[Opening RECORDED DATA section]
PR #7490, opened 2020-01-04
Issue #7425 (et al): Cache the list of installed browsers

hawkinsw:
Cache the list of installed browsers. Calling `Browsers.all`
the application directly redundantly recalculates the list.
Accessing the list of installed browsers through this cache
will reduce that overhead.

### Pull Request checklist

### After merge

1. click on Show All Checks,

### DIFF
--- a/app/src/main/java/org/mozilla/fenix/HomeActivity.kt
+++ b/app/src/main/java/org/mozilla/fenix/HomeActivity.kt
@@ -60,6 +60,7 @@ import org.mozilla.fenix.settings.SettingsFragmentDirections
 import org.mozilla.fenix.settings.TrackingProtectionFragmentDirections
 import org.mozilla.fenix.theme.DefaultThemeManager
 import org.mozilla.fenix.theme.ThemeManager
+import org.mozilla.fenix.utils.BrowsersCache
 
 @SuppressWarnings("TooManyFunctions", "LargeClass")
 open class HomeActivity : LocaleAwareAppCompatActivity() {
@@ -139,6 +140,16 @@ open class HomeActivity : LocaleAwareAppCompatActivity() {
         hotStartMonitor.onPostResumeFinalMethodCall()
     }
 
+    final override fun onPause() {
+        super.onPause()
+
+        // Every time the application goes into the background, it is possible that the user
+        // is about to change the browsers installed on their system. Therefore, we reset the cache of
+        // all the installed browsers.
+        //
+        // NB: There are ways for the user to install new products without leaving the browser.
+        BrowsersCache.resetAll()
+    }
     /**
      * Handles intents received when the activity is open.
      */
--- a/app/src/main/java/org/mozilla/fenix/utils/BrowsersCache.kt
+++ b/app/src/main/java/org/mozilla/fenix/utils/BrowsersCache.kt
@@ -1,0 +1,46 @@
+/* This Source Code Form is subject to the terms of the Mozilla Public
+ * License, v. 2.0. If a copy of the MPL was not distributed with this
+ * file, You can obtain one at http://mozilla.org/MPL/2.0/. */
+
+package org.mozilla.fenix.utils
+
+import android.content.Context
+import androidx.annotation.VisibleForTesting
+import mozilla.components.support.utils.Browsers
+
+/**
+ * Caches the list of browsers installed on a user's device.
+ *
+ * BrowsersCache caches the list of installed browsers is gathered lazily when it is first accessed
+ * after initial creation or invalidation. For that reason, a context is required every time
+ * the cache is accessed.
+ *
+ * Users are responsible for invalidating the cache at the appropriate time. It is left up to the
+ * user to determine appropriate policies for maintaining the validity of the cache. If, when the
+ * cache is accessed, it is filled, the contents will be returned. As mentioned above, the cache
+ * will be lazily refilled after invalidation. In other words, invalidation is O(1).
+ *
+ * This cache is threadsafe.
+ */
+object BrowsersCache {
+    @VisibleForTesting(otherwise = VisibleForTesting.PRIVATE)
+    internal var cachedBrowsers: Browsers? = null
+
+    @Synchronized
+    fun all(context: Context): Browsers {
+        run {
+            val cachedBrowsers = cachedBrowsers
+            if (cachedBrowsers != null) {
+                return cachedBrowsers
+            }
+        }
+        return Browsers.all(context).also {
+            this.cachedBrowsers = it
+        }
+    }
+
+    @Synchronized
+    fun resetAll() {
+        cachedBrowsers = null
+    }
+}
--- a/app/src/test/java/org/mozilla/fenix/utils/BrowsersCacheTest.kt
+++ b/app/src/test/java/org/mozilla/fenix/utils/BrowsersCacheTest.kt
@@ -1,0 +1,155 @@
+/* This Source Code Form is subject to the terms of the Mozilla Public
+ * License, v. 2.0. If a copy of the MPL was not distributed with this
+ * file, You can obtain one at http://mozilla.org/MPL/2.0/. */
+@file:Suppress("DEPRECATION")
+
+package org.mozilla.fenix.utils
+
+import android.content.Intent
+import android.content.pm.ActivityInfo
+import android.content.pm.PackageInfo
+import android.content.pm.ResolveInfo
+import android.net.Uri
+import androidx.test.ext.junit.runners.AndroidJUnit4
+import mozilla.components.support.test.robolectric.testContext
+import mozilla.components.support.utils.Browsers
+import org.junit.Assert.assertEquals
+import org.junit.Assert.assertNotNull
+import org.junit.Assert.assertNull
+import org.junit.Test
+import org.junit.runner.RunWith
+import org.mozilla.fenix.TestApplication
+import org.robolectric.Shadows.shadowOf
+import org.robolectric.annotation.Config
+
+@RunWith(AndroidJUnit4::class)
+@Config(application = TestApplication::class)
+class BrowsersCacheTest {
+
+    // NB: There is always one more browser than pretendBrowsersAreInstalled installs because
+    // the application we are testing is recognized as a browser itself!
+
+    @Test
+    fun `cached list of browsers match before-after installation when cache is not invalidated`() {
+        BrowsersCache.resetAll()
+        pretendBrowsersAreInstalled(
+            browsers = listOf(
+                Browsers.KnownBrowser.FIREFOX_NIGHTLY.packageName,
+                Browsers.KnownBrowser.REFERENCE_BROWSER.packageName
+            )
+        )
+
+        val initialBrowserList = BrowsersCache.all(testContext)
+        assertEquals(3, initialBrowserList.installedBrowsers.size)
+
+        pretendBrowsersAreInstalled(
+            browsers = listOf(
+                Browsers.KnownBrowser.FIREFOX_NIGHTLY.packageName,
+                Browsers.KnownBrowser.FIREFOX.packageName,
+                Browsers.KnownBrowser.CHROME.packageName,
+                Browsers.KnownBrowser.SAMSUNG_INTERNET.packageName,
+                Browsers.KnownBrowser.DUCKDUCKGO.packageName,
+                Browsers.KnownBrowser.REFERENCE_BROWSER.packageName
+            )
+        )
+        val updatedBrowserList = BrowsersCache.all(testContext)
+        assertEquals(3, updatedBrowserList.installedBrowsers.size)
+    }
+
+    @Test
+    fun `cached list of browsers change before-after installation when cache is invalidated`() {
+        BrowsersCache.resetAll()
+        pretendBrowsersAreInstalled(
+            browsers = listOf(
+                Browsers.KnownBrowser.FIREFOX_NIGHTLY.packageName,
+                Browsers.KnownBrowser.REFERENCE_BROWSER.packageName
+            )
+        )
+
+        val initialBrowserList = BrowsersCache.all(testContext)
+        assertEquals(3, initialBrowserList.installedBrowsers.size)
+
+        pretendBrowsersAreInstalled(
+            browsers = listOf(
+                Browsers.KnownBrowser.FIREFOX_NIGHTLY.packageName,
+                Browsers.KnownBrowser.FIREFOX.packageName,
+                Browsers.KnownBrowser.CHROME.packageName,
+                Browsers.KnownBrowser.SAMSUNG_INTERNET.packageName,
+                Browsers.KnownBrowser.DUCKDUCKGO.packageName,
+                Browsers.KnownBrowser.REFERENCE_BROWSER.packageName
+            )
+        )
+
+        BrowsersCache.resetAll()
+
+        val updatedBrowserList = BrowsersCache.all(testContext)
+        assertEquals(7, updatedBrowserList.installedBrowsers.size)
+    }
+
+    @Test
+    fun `resetting the cache should empty it`() {
+        BrowsersCache.resetAll()
+
+        BrowsersCache.all(testContext)
+
+        assertNotNull(BrowsersCache.cachedBrowsers)
+
+        BrowsersCache.resetAll()
+
+        assertNull(BrowsersCache.cachedBrowsers)
+    }
+
+    // pretendBrowsersAreInstalled was taken, verbatim, from a-c.
+    // See support/utils/src/test/java/mozilla/components/support/utils/BrowsersTest.kt
+    private fun pretendBrowsersAreInstalled(
+        browsers: List<String> = listOf(),
+        defaultBrowser: String? = null,
+        url: String = "http://www.mozilla.org",
+        browsersExported: Boolean = true,
+        defaultBrowserExported: Boolean = true
+    ) {
+        val packageManager = testContext.packageManager
+        val shadow = shadowOf(packageManager)
+
+        browsers.forEach { packageName ->
+            val intent = Intent(Intent.ACTION_VIEW)
+            intent.`package` = packageName
+            intent.data = Uri.parse(url)
+
+            val packageInfo = PackageInfo().apply {
+                this.packageName = packageName
+            }
+
+            shadow.installPackage(packageInfo)
+
+            val activityInfo = ActivityInfo().apply {
+                exported = browsersExported
+                this.packageName = packageName
+            }
+
+            val resolveInfo = ResolveInfo().apply {
+                resolvePackageName = packageName
+                this.activityInfo = activityInfo
+            }
+
+            shadow.addResolveInfoForIntent(intent, resolveInfo)
+        }
+
+        if (defaultBrowser != null) {
+            val intent = Intent(Intent.ACTION_VIEW)
+            intent.data = Uri.parse(url)
+
+            val activityInfo = ActivityInfo().apply {
+                exported = defaultBrowserExported
+                packageName = defaultBrowser
+            }
+
+            val resolveInfo = ResolveInfo().apply {
+                resolvePackageName = defaultBrowser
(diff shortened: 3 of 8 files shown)


app/src/main/java/org/mozilla/fenix/HomeActivity.kt
```diff
@@ -139,6 +140,14 @@ open class HomeActivity : LocaleAwareAppCompatActivity() {
         hotStartMonitor.onPostResumeFinalMethodCall()
     }
 
+    final override fun onPause() {
+        super.onPause()
+
+        // Every time the application goes into the background, it is possible that the user
+        // is about to change the browsers installed on their system. Therefore, we reset the cache of
+        // all the installed browsers.
+        BrowsersCache.resetAll()
```
NotWoods: It's also possible for the installed browsers to change while the app is still running. You can install an app to your phone from the Google Play website, and it will get installed in the background.

mcarare: @hawkinsw , @NotWoods Maybe we could use a `BroadcastReceiver` for `ACTION_PACKAGE_ADDED` and `ACTION_PACKAGE_REMOVED`   ?

hawkinsw:
We absolutely *could* use such a tactic but I was explicitly trying *not*
to do that. That's lots of overhead for a case that seems exceedingly rare.
I would really like someone on product to weigh in on whether or not this
is a case that we need to consider?

NotWoods:
I'm happy with just changing the comment to clarify that it's a good enough signal rather than a definite signal.

hawkinsw:
> I'm happy with just changing the comment to clarify that it's a good enough signal rather than a definite signal.

Sgtm. Will do! Thanks @NotWoods

app/src/test/java/org/mozilla/fenix/utils/BrowsersCacheTest.kt
```diff
@@ -0,0 +1,146 @@
...
+import org.junit.Assert.assertEquals
+import org.junit.Assert.assertNotNull
+import org.junit.Assert.assertNull
+import org.junit.Test
+import org.junit.runner.RunWith
+import org.mozilla.fenix.TestApplication
+import org.robolectric.Shadows.shadowOf
+import org.robolectric.annotation.Config
+
+@RunWith(AndroidJUnit4::class)
```
mcomella: nit: you can remove this – it's the default so it's redundant.

Then again, you're using robolectric in this class: does this need to be a robolectric annotation?

app/src/test/java/org/mozilla/fenix/utils/BrowsersCacheTest.kt
```diff
@@ -0,0 +1,146 @@
...
+    fun testInstallNewBrowsersWithoutReset() {
+        pretendBrowsersAreInstalled(
+            browsers = listOf(
+                Browsers.KnownBrowser.FIREFOX_NIGHTLY.packageName,
+                Browsers.KnownBrowser.REFERENCE_BROWSER.packageName
+            )
+        )
+
+        var browsers = BrowsersCache.all(testContext)
+        assertEquals(browsers.installedBrowsers.size, 3)
```
mcomella: nit: argument order should be reversed throughout the file. It's `assertEquals(expected, actual)`

app/src/test/java/org/mozilla/fenix/utils/BrowsersCacheTest.kt
```diff
@@ -0,0 +1,146 @@
...
+        )
+
+        BrowsersCache.resetAll()
+
+        browsers = BrowsersCache.all(testContext)
+        assertEquals(browsers.installedBrowsers.size, 7)
+    }
+
+    @Test
+    fun testResetAll() {
```
mcomella: nit: not strictly necessary but I like to name my tests with the [GIVEN WHEN THEN pattern](https://martinfowler.com/bliki/GivenWhenThen.html): `GIVEN <some test set up> WHEN <event happens> THEN <expected result>`.

It's immediately clear what the test should be testing, which is useful when quickly identifying which tests already exist or when finding the problem when the test fails. It also encourages tests to focus on one bit of functionality. For example, this one might be, `GIVEN the internal cache has a value WHEN resetAll is called THEN the internal cache should be null`.

app/src/test/java/org/mozilla/fenix/utils/BrowsersCacheTest.kt
```diff
@@ -0,0 +1,146 @@
...
+    @Test
+    fun testInstallNewBrowsersWithoutReset() {
+        pretendBrowsersAreInstalled(
+            browsers = listOf(
+                Browsers.KnownBrowser.FIREFOX_NIGHTLY.packageName,
+                Browsers.KnownBrowser.REFERENCE_BROWSER.packageName
+            )
+        )
+
+        var browsers = BrowsersCache.all(testContext)
```
mcomella: super-nit: it's safer to use value with two separate names because if the code refactored poorly, the reassignment may not happen as expected.

app/src/test/java/org/mozilla/fenix/utils/BrowsersCacheTest.kt
```diff
@@ -0,0 +1,146 @@
...
+
+        BrowsersCache.resetAll()
+
+        assertNull(BrowsersCache.cachedBrowsers)
+        assertNull(BrowsersCache.cachedContext)
+    }
+
+    private fun pretendBrowsersAreInstalled(
+        browsers: List<String> = listOf(),
+        defaultBrowser: String? = null,
```
mcomella: nit: afaict, none of these arguments are used so we should remove them to simplify the code.

app/src/test/java/org/mozilla/fenix/utils/BrowsersCacheTest.kt
```diff
@@ -0,0 +1,146 @@
...
+        url: String = "http://www.mozilla.org",
+        browsersExported: Boolean = true,
+        defaultBrowserExported: Boolean = true
+    ) {
+        val packageManager = testContext.packageManager
+        val shadow = shadowOf(packageManager)
+
+        browsers.forEach { packageName ->
+            val intent = Intent(Intent.ACTION_VIEW)
```
mcomella: nit: idiomatic kotlin is:
```kotlin
val intent = Intent(Intent.ACTION_VIEW).apply {
    package = packageName
    data = Uri.parse(url)
}
```

Here and below.

app/src/main/java/org/mozilla/fenix/utils/BrowsersCache.kt
```diff
@@ -0,0 +1,26 @@
+package org.mozilla.fenix.utils
```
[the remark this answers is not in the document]
hawkinsw: Helpful! Thank you!

app/src/main/java/org/mozilla/fenix/utils/BrowsersCache.kt
```diff
@@ -0,0 +1,26 @@
...
+
+import android.content.Context
+import mozilla.components.support.utils.Browsers
+
+object BrowsersCache {
```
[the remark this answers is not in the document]
hawkinsw: Helpful. Thank you.

app/src/main/java/org/mozilla/fenix/utils/BrowsersCache.kt
```diff
@@ -0,0 +1,26 @@
...
+    internal var cachedBrowsers: Browsers? = null
+    internal var cachedContext: Context? = null
+
+    @Synchronized
+    fun all(context: Context): Browsers {
+        if (cachedContext != null && cachedBrowsers != null && cachedContext!! == context) {
```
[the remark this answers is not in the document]
hawkinsw: Belt and suspenders. Should there come a time when more than one context is used (not that I can imagine one), we want to make sure that we don't return the wrong result.

app/src/main/java/org/mozilla/fenix/HomeActivity.kt
```diff
@@ -139,6 +140,16 @@ open class HomeActivity : LocaleAwareAppCompatActivity() {
...
 
+    final override fun onPause() {
+        super.onPause()
+
+        // Every time the application goes into the background, it is possible that the user
+        // is about to change the browsers installed on their system. Therefore, we reset the cache of
+        // all the installed browsers.
+        //
+        // NB: There are ways for the user to install new products without leaving the browser.
+        BrowsersCache.resetAll()
```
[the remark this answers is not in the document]
hawkinsw: I see your point, but I disagree. Adding it to the HomeActivity makes it explicit that we are going to be invalidating the cache at this point. I believe that hiding that behavior as a side-effect of the implementation could be dangerous down the road. There may also be other places where invalidation of this cache would happen and don't want to imply that invalidation is taken care of entirely internally.

app/src/test/java/org/mozilla/fenix/utils/BrowsersCacheTest.kt
hawkinsw: I honestly don't know. This is "cargo cult"ed from a different test.

app/src/test/java/org/mozilla/fenix/utils/BrowsersCacheTest.kt
hawkinsw: Very helpful! I completely meant to do that. Thank you!

app/src/test/java/org/mozilla/fenix/utils/BrowsersCacheTest.kt
hawkinsw: I don't understand, sorry.

app/src/test/java/org/mozilla/fenix/utils/BrowsersCacheTest.kt
hawkinsw: That is true, but they are useful to have *if* we do need them. I took this from a different test and they are important there. I think that we should leave them because there may come a time where it is necessary to create contexts using them for the purposes of testing this cache.

app/src/test/java/org/mozilla/fenix/utils/BrowsersCacheTest.kt
hawkinsw: Again, this was not my code but I am happy to make that change.

app/src/main/java/org/mozilla/fenix/utils/BrowsersCache.kt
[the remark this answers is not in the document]
hawkinsw: Good point. I didn't realize that the compiler was smart enough to make those guarantees at compile time. Definitely learned something here! Thank you.

app/src/test/java/org/mozilla/fenix/utils/BrowsersCacheTest.kt
hawkinsw: I honestly don't know. I "cargo cult"ed.

app/src/test/java/org/mozilla/fenix/utils/BrowsersCacheTest.kt
mcomella: `browsers` is being re-assigned to later in the function to be used for a different, but similar, purpose: I think it's safer to use two `val`s (with different names) instead.

app/src/test/java/org/mozilla/fenix/utils/BrowsersCacheTest.kt
mcomella: Can we move this to a shared helper function then? I don't see any precident for this in the Fenix codebase but I usually add shared test code files to a `org.mozilla.fenix.helpers` package.

app/src/test/java/org/mozilla/fenix/utils/BrowsersCacheTest.kt
mcomella: Since it's not your code, no need to clean it up but see my thoughts above.

app/src/test/java/org/mozilla/fenix/utils/BrowsersCacheTest.kt
hawkinsw: Got it! Changing now!

app/src/test/java/org/mozilla/fenix/utils/BrowsersCacheTest.kt
hawkinsw: switching to descriptive function names!

app/src/main/java/org/mozilla/fenix/HomeActivity.kt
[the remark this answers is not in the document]
mcomella: I don't feel too strongly this needs to change but I see this wasn't resolved so I'll make a last comment:

> There may also be other places where invalidation of this cache would happen and don't want to imply that invalidation is taken care of entirely internally.

This is a fair criticism. I wonder if we made it `resetAll` private if it'd make more sense to use an observer. I think one benefit of this is that we can explain in the class kdoc when the cache is valid, so users don't need to read the code to understand the invalidation strategy to know if it's able to solve their problem or not.

> I believe that hiding that behavior as a side-effect

But I don't see it as hiding – more like delegating lifecycle events so `HomeActivity` is more focused – so perhaps that's a difference in perspective.

app/src/main/java/org/mozilla/fenix/utils/BrowsersCache.kt
```diff
@@ -0,0 +1,54 @@
...
+    internal var cachedBrowsers: Browsers? = null
+    @VisibleForTesting(otherwise = VisibleForTesting.PRIVATE)
+    internal var cachedContext: Context? = null
+
+    @Synchronized
+    fun all(context: Context): Browsers {
+        run {
+            val cachedContext = cachedContext
+            val cachedBrowsers = cachedBrowsers
+            if (cachedContext != null && cachedBrowsers != null && cachedContext == context) {
```
mcomella: I see two issues with this:
1) We're storing an Activity cache statically so this actually creates a memory leak. If we pass in an Application Context instead, the check isn't useful
2) I think this might unnecessarily reset the cache if:
* `IntentReceiverActivity` fetches Browsers
* We fetch Browsers in `MainActivity`

iirc, the problem we were trying to solve was:

> Should there come a time when more than one context is used (not that I can imagine one), we want to make sure that we don't return the wrong result.

Can you describe from a user perspective what this might look like? I'm struggling to come up with one: it might dictate a better solution.

That being said, it sounds like we're trying to solve a problem we don't have yet so I wonder if there's a better way to prevent us from having bugs when that problem comes. For example, we could assume the relationship between `MainActivity` and `IntentReceiverActivity` won't change, for which this class is written, and do something like:
```kotlin
    fun all(context: Context): Browsers {
        require(!(context is MainActivity::class) && !(context is IntentReceiverActivity::class)) {
            "This class is written with assumptions about the lifecycles of MainActivity and IntentReceiverActivity and how that affects cache invalidation. This class needs to be adapted to this new Context."
        }
       // ...
```

app/src/main/java/org/mozilla/fenix/utils/BrowsersCache.kt
```diff
@@ -0,0 +1,54 @@
...
+ */
+object BrowsersCache {
+    @VisibleForTesting(otherwise = VisibleForTesting.PRIVATE)
+    internal var cachedBrowsers: Browsers? = null
+    @VisibleForTesting(otherwise = VisibleForTesting.PRIVATE)
+    internal var cachedContext: Context? = null
+
+    @Synchronized
+    fun all(context: Context): Browsers {
+        run {
```
mcomella: nit: why is this in a run block? It seems unnecessary and adds a potential source of confusion since `run` returns the last expression so `return cachedBrowsers` is actually escaping that scoping to the parent function, which may be unclear.

app/src/main/java/org/mozilla/fenix/utils/BrowsersCache.kt
mcomella: > We're storing an Activity cache statically so this actually creates a memory leak. If we pass in an Application Context instead, the check isn't useful

I guess we actually empty the cache in `onPause` so the current implementation is fine (assuming `IntentReceiverActivity` has no shenanigans) but it's fragile for future scenarios (e.g. `resetAll` is moved or a new Context is introduced where `resetAll` is used differently).

app/src/test/java/org/mozilla/fenix/utils/BrowsersCacheTest.kt
```diff
@@ -0,0 +1,153 @@
...
+    @Test
+    fun `cached list of browsers change before-after installation when cache is invalidated`() {
+        pretendBrowsersAreInstalled(
+            browsers = listOf(
+                Browsers.KnownBrowser.FIREFOX_NIGHTLY.packageName,
+                Browsers.KnownBrowser.REFERENCE_BROWSER.packageName
+            )
+        )
+
+        var initialBrowserList = BrowsersCache.all(testContext)
```
mcomella: nit: this can be val

app/src/main/java/org/mozilla/fenix/utils/BrowsersCache.kt
```diff
@@ -0,0 +1,54 @@
...
+            val cachedContext = cachedContext
+            val cachedBrowsers = cachedBrowsers
+            if (cachedContext != null && cachedBrowsers != null && cachedContext == context) {
+                return cachedBrowsers
+            }
+        }
+        this.cachedBrowsers = Browsers.all(context)
+        this.cachedContext = context
+
+        return this.cachedBrowsers!!
```
mcomella: nit: we could do:
```kotlin
this.cachedContext = context
return Browsers.all(context).also {
    this.cachedBrowsers = it
}
```

To avoid the `!!`

app/src/main/java/org/mozilla/fenix/utils/BrowsersCache.kt
hawkinsw: Not unclear. It's exactly what I want to happen. I am basically using it as a scoping operator.

mcomella: I don't think it's idiomatic in Kotlin – which can make it non-obvious to devs that it's a scoping operator – but wfm.

I wonder if a set of braces (also non-idiomatic but maybe more obvious) can actually be used as a scoping operator too... Or is that an anonymous function? lol

mcomella: The IDE yells at my for braces: it's an anonymous function.

app/src/main/java/org/mozilla/fenix/utils/BrowsersCache.kt
```diff
@@ -0,0 +1,46 @@
...
+object BrowsersCache {
+    @VisibleForTesting(otherwise = VisibleForTesting.PRIVATE)
+    internal var cachedBrowsers: Browsers? = null
+
+    @Synchronized
+    fun all(context: Context): Browsers {
+        run {
+            val cachedBrowsers = cachedBrowsers
+            if (cachedBrowsers != null) {
+                return cachedBrowsers
```
mcomella: nit: you're gonna lol but a more idiomatic kotlin way way to do this might be:
```kotlin
cachedBrowsers?.let { return it }
```

Since let is an assignment-shorthand and (idiomatically) the anonymous function will only execute if it's non-null.

mcomella: Though maybe it's weird to return from a let statement. 🤔

mcomella:
I'm going to merge so we're more likely to get this in tomorrow's build.

mcomella:
@hawkinsw Can you move the corresponding issue to "Done", add a QA needed label, add a comment to QA for how they can test this change (probably to verify this works as expected and not to verify the perf improvement), and add this to the current milestone (3.1)?

I need to email about Fenix's QA process. x_x It's annoying manually too. :(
[Closing RECORDED DATA section]
TASK DESCRIPTION:
The answer must be every line from the entries above that holds the string "needs".

SOLUTION FOR THIS TASK:
mcomella: I don't feel too strongly this needs to change but I see this wasn't resolved so I'll make a last comment:
            "This class is written with assumptions about the lifecycles of MainActivity and IntentReceiverActivity and how that affects cache invalidation. This class needs to be adapted to this new Context."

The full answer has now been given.